## WORK REQUEST
Which of the lines below include "super"? Each one should be copied out.

## RECORDS FOR THE EXERCISE
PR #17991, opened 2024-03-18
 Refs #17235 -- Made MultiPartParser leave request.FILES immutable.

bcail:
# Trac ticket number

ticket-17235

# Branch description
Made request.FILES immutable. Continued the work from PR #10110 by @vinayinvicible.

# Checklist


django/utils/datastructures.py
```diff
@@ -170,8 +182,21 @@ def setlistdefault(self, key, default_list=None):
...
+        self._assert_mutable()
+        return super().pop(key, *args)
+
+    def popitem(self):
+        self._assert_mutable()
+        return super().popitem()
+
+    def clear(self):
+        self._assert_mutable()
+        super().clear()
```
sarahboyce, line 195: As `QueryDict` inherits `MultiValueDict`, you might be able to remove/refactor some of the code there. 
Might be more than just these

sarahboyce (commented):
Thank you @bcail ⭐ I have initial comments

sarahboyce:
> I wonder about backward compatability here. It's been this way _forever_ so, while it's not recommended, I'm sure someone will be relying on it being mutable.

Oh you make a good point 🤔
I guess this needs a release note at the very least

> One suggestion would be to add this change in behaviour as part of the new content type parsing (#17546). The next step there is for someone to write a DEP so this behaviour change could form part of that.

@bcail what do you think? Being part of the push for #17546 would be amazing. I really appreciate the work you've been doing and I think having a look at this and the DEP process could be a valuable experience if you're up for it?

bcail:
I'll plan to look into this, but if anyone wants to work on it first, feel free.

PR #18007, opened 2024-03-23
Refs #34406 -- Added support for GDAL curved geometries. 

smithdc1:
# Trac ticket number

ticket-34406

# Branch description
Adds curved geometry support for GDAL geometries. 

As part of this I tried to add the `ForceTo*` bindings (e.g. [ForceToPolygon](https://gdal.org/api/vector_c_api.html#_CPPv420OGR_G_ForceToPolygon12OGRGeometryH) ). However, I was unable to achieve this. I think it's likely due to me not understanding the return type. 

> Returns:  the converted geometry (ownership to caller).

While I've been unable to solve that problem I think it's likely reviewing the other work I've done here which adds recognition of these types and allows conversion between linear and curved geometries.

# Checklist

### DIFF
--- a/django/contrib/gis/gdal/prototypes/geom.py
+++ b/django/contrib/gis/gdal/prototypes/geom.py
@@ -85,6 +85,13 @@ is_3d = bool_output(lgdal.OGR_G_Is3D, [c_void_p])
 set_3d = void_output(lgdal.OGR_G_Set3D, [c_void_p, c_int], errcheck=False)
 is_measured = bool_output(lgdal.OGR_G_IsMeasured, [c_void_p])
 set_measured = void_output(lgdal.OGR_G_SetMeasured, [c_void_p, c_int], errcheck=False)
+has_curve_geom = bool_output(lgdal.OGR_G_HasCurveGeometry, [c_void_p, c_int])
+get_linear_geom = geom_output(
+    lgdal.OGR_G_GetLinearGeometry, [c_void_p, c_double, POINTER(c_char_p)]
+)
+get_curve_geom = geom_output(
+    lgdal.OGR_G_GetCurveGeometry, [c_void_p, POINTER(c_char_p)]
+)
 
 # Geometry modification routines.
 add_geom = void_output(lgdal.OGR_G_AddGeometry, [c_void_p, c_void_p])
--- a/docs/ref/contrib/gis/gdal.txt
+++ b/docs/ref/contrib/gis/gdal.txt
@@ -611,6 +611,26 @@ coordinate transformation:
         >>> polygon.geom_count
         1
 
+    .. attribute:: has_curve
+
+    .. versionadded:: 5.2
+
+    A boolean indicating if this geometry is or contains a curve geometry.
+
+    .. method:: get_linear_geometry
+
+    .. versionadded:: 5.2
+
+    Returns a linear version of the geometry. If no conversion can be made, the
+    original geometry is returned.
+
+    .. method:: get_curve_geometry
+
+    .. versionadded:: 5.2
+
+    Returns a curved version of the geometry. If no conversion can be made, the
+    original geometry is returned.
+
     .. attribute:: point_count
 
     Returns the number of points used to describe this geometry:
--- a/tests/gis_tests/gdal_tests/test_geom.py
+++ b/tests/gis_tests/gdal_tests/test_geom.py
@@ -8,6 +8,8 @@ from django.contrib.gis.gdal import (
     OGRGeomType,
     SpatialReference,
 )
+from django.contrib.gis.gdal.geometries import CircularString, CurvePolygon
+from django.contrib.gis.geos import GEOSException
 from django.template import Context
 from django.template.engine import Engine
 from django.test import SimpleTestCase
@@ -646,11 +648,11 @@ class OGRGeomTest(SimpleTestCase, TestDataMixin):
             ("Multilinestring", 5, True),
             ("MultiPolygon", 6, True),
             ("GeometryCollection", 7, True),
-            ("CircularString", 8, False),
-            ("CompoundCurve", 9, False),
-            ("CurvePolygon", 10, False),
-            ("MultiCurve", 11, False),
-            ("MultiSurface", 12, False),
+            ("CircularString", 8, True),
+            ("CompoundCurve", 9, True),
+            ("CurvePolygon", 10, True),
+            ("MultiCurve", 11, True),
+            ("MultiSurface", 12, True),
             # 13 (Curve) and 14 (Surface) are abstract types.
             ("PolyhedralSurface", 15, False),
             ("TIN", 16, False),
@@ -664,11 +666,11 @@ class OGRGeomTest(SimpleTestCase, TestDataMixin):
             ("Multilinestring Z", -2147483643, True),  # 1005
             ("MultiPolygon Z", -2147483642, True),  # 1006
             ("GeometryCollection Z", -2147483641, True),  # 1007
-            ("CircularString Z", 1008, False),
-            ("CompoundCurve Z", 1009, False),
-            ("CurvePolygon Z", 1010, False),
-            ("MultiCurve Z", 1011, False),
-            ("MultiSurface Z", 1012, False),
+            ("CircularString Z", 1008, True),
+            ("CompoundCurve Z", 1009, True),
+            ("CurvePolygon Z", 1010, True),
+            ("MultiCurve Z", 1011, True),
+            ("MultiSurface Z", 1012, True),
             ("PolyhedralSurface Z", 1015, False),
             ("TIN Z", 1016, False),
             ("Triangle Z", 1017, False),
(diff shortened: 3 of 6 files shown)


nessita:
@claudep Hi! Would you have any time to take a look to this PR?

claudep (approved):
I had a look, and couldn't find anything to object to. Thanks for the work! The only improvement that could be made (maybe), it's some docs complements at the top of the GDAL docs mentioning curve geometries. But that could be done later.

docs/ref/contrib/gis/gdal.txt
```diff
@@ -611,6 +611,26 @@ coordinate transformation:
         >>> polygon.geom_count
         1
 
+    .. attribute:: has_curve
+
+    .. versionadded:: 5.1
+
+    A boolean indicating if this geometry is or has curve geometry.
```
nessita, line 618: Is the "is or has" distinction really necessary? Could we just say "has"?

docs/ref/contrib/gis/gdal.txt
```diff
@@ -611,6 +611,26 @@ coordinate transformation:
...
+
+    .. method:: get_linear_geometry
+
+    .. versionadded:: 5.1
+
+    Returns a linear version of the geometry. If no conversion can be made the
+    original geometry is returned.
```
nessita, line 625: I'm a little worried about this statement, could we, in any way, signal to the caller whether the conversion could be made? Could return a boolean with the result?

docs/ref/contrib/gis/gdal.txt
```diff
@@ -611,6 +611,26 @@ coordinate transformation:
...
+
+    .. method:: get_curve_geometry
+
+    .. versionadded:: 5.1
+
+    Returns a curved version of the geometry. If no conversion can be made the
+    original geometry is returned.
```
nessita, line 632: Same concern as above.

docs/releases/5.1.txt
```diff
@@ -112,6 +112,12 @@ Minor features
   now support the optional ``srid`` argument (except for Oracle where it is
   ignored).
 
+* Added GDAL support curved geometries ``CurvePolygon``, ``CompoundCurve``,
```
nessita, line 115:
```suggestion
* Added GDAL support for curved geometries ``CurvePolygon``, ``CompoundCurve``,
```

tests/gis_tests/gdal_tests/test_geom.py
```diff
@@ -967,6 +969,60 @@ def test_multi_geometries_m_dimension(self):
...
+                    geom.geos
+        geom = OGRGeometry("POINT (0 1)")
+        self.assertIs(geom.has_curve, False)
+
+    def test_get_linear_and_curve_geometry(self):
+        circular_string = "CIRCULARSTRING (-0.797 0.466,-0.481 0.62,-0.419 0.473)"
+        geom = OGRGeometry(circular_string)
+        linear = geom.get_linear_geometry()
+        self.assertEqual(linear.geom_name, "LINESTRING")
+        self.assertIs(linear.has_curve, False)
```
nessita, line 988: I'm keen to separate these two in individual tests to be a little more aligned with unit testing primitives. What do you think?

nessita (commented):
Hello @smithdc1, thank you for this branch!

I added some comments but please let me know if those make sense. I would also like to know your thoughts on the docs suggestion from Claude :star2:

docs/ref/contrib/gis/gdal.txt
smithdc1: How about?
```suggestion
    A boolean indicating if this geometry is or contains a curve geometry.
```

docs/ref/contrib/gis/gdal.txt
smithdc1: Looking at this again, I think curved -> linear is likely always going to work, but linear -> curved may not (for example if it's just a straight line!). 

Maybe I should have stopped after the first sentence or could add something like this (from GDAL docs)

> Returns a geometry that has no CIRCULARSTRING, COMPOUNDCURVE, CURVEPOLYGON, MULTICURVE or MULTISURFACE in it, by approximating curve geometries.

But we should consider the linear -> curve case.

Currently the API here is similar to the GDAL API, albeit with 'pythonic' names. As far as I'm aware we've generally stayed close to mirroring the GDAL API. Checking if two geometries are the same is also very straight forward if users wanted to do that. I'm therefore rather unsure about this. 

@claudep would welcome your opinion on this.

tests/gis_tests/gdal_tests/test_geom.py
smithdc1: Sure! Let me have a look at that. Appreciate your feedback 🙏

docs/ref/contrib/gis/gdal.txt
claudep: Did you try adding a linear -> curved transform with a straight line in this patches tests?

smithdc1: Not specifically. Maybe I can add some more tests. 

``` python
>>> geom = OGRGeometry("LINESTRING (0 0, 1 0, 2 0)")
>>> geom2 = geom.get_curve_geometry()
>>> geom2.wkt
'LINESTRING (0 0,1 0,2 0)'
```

## WORKED SOLUTION
+        return super().pop(key, *args)
+        return super().popitem()
+        super().clear()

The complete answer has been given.